Через час я догнал свою роту. Лежа на трех досках, я прибыл в Ново-Андреевку, которую продолжали атаковать русские самолеты. Они убили одного человека и ранили еще нескольких. Несмотря на обстрел, валлоны удержали деревню на эту ночь.
Мы должны были следовать далее. Моя нога выглядела сейчас как голова черного теленка. Порывшись в снегу, товарищи нашли мне один из огромных валяных сапог, которые водители танков надевают поверх обычной обуви. Это даже оказался именно левый сапог. Когда они засунули туда мою сломанную ногу, выяснилось, что сапог сидит идеально. Лежа на своих маленьких санках, я мог двигаться дальше вместе со своей ротой.
В третий раз нам пришлось пересекать покрывшуюся льдом, продуваемую ветрами Самару. Советские самолеты возобновили свою охоту за нами. Когда мы пересекали реку, они скользили над нами, треща пулеметами, а затем сбросили на нас три большие бомбы. Бомбы были сброшены с такой малой высоты, что просто не успели принять вертикальное положение и, скользя по льду, врезались в наши ряды, как три огромные серые собаки.
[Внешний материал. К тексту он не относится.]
PR #13164, opened 2019-02-24
Mark some corlib/System tests that hang runtime on AIX as non-working

NattyNarwhal:
Uses reflection instead of an external harness variable as recommended to me on Gitter a few weeks ago.

Might also be slightly overzealous on the exchange tests as well.

----

This should let the System and corlib tests run all the way through on Jenkins too, so the babysitter won't have to intervene.

### DIFF
--- a/mcs/class/System/Test/System.Diagnostics/ProcessTest.cs
+++ b/mcs/class/System/Test/System.Diagnostics/ProcessTest.cs
@@ -15,6 +15,7 @@ using System.IO;
 using System.Text;
 using System.Threading;
 using System.Runtime.InteropServices;
+using System.Reflection;
 
 using NUnit.Framework;
 
@@ -1035,6 +1036,18 @@ namespace MonoTests.System.Diagnostics
 		[NUnit.Framework.Category ("MobileNotWorking")]
 		public void StandardInputWrite ()
 		{
+			// Because we have no NotWorking category for AIX, use
+			// reflection to access the internal System.Platform
+			// as recommended. (XXX: RuntimeInformation instead?)
+			var platform = Assembly.Load("System")
+				?.GetType("System.Platform");
+			if ((bool)platform?.GetMethod("get_IsAix")?.Invoke(platform, null) == true
+				|| (bool)platform?.GetMethod("get_IsIBMi")?.Invoke(platform, null) == true)
+			{
+				// This test is broken on AIX because the fork child seems to become comatose.
+				Assert.Ignore ("Skipping on AIX/i");
+			}
+
 			var psi = GetEchoCrossPlatformStartInfo ();
 			psi.RedirectStandardInput = true;
 			psi.RedirectStandardOutput = true;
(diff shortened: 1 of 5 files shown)


NattyNarwhal:
hold this until I build this on x86, I suspect null traversal might be weird

NattyNarwhal:
Doesn't seem to affect tests on FreeBSD.

mcs/class/System/Test/System.Diagnostics/ProcessTest.cs
```diff
@@ -1035,6 +1036,18 @@ public void DisposeWithDisposedStreams ()
 		[NUnit.Framework.Category ("MobileNotWorking")]
 		public void StandardInputWrite ()
 		{
+			// Because we have no NotWorking category for AIX, use
+			// reflection to access the internal System.Platform
+			// as recommended. (XXX: RuntimeInformation instead?)
+			var platform = Assembly.Load("System")
+				?.GetType("System.Platform");
+			if ((bool)platform?.GetMethod("get_IsAix")?.Invoke(platform, null) == true
+				|| (bool)platform?.GetMethod("get_IsIBMi")?.Invoke(platform, null) == true)
```
akoeplinger: I think we should add AIX/IBMi to RuntimeInformation instead of doing this reflection magic.

```diff
diff --git a/mcs/class/corlib/System.Runtime.InteropServices.RuntimeInformation/RuntimeInformation.cs b/mcs/class/corlib/System.Runtime.InteropServices.RuntimeInformation/RuntimeInformation.cs
index 7b11484ead0..494e1f5d700 100644
--- a/mcs/class/corlib/System.Runtime.InteropServices.RuntimeInformation/RuntimeInformation.cs
+++ b/mcs/class/corlib/System.Runtime.InteropServices.RuntimeInformation/RuntimeInformation.cs
@@ -62,6 +62,13 @@ namespace System.Runtime.InteropServices
                        case PlatformID.Unix:
                                return osPlatform == OSPlatform.Linux;
                        default:
+                               if (Platform.IsFreeBSD)
+                                       return osPlatform == OSPlatform.Create ("FREEBSD");
+                               if (Platform.IsIBMi)
+                                       return osPlatform == OSPlatform.Create ("IBMI");
+                               if (Platform.IsAix)
+                                       return osPlatform == OSPlatform.Create ("AIX");
+
                                return false;
                        }
 #endif
```

NattyNarwhal: Ugh, Platform is in System, so you still need to cross the reflection boundary for it. How about a uname based approach for Unix, if possible; or DllMap based? I'm thinking another icall....

akoeplinger: sorry, forgot about that 😭

how about we move `Platform` into corlib? we have InternalsVisibleTo from corlib -> System so this should work.

NattyNarwhal: Sure, that works too. Would you want to do that, or me?

akoeplinger: To sum up what we discussed on Gitter:

- Adding a new icall that gets the OS as used by the runtime for dllmap, similar to the existing RuntimeArchitecture.
- Use that for the existing IsOSPlatform implementation
- Cache both values in a static field so we don't need to the icall every time

NattyNarwhal:
Alright, icall added and tests fixed.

Мы добрались до восточного берега, но несколько валлонов погибли.
Мы получили приказ захватить высоты, господствующие над долиной, которые формировали водораздел. Тот, кто удерживал их, контролировал долину реки Самары.
17 февраля в 11.00 мы вышли на плато. Там находилась деревня, избы которой были разбросаны по обе стороны длинных замерзших прудов. Когда мы пересекли пруды, русские, находившиеся восточнее, открыли по нам яростный огонь из орудий.
Солдаты бегом бросились к избам, чтобы найти хоть какое-то укрытие. Распластавшийся на своих санях, я не мог сделать ни одного шага. Я слышал, как вокруг свистят осколки, иногда ударяя по доскам. Хорват, который бежал неподалеку, вытянув руки, внезапно упал на меня. У него появилась огромная красная дыра размером в два кулака там, где раньше были глаза.
Вот так мы вошли в деревню Громовая Балка, где потом потеряли половину легионеров убитыми и ранеными.
Настоящий ад
В Громовой Балке, как и во всех других местах, не было сплошного фронта. Слева на 7 километров шло пустое пространство. Справа наши товарищи из дивизии СС «Викинг» занимали деревню в 3 километрах от нас.
Русские сосредоточили свои главные силы в нескольких километрах восточнее, но их передовые посты находились буквально вплотную к нам, внутри стогов сена, которые торчали тут и там в степи.
Так как деревня Громовая Балка была построена в небольшой низине, мы расположили позиции на хребте. Мы не могли отрыть окопы, поэтому построили укрытия из больших блоков плотного снега, вырубленных топором.
Тыловые позиции были устроены чуть дальше, рядом с избами. Наши добровольцы вырезали их в кучах навоза, перемешанного с соломой, которые резать было легче, чем снег. Это дало нам несколько неожиданное лакомство, так как наши солдаты откопали две бутылки французского коньяка, забытые русскими во время поспешного бегства.
К несчастью, это оказалось единственным утешением, так как следующие десять дней в Г ромовой Балке творился настоящий ад.
Чтобы разместиться, мы имели всего две или три избы на роту. Почти все окна были перебиты к моменту нашего прихода. Большевики, как обычно, перестреляли всех животных. Их туши лежали внутри домов или прямо на порогах. Одна лошадь умерла в окне избы, почти загородив его. Две другие мертвые лошади валялись в конюшне.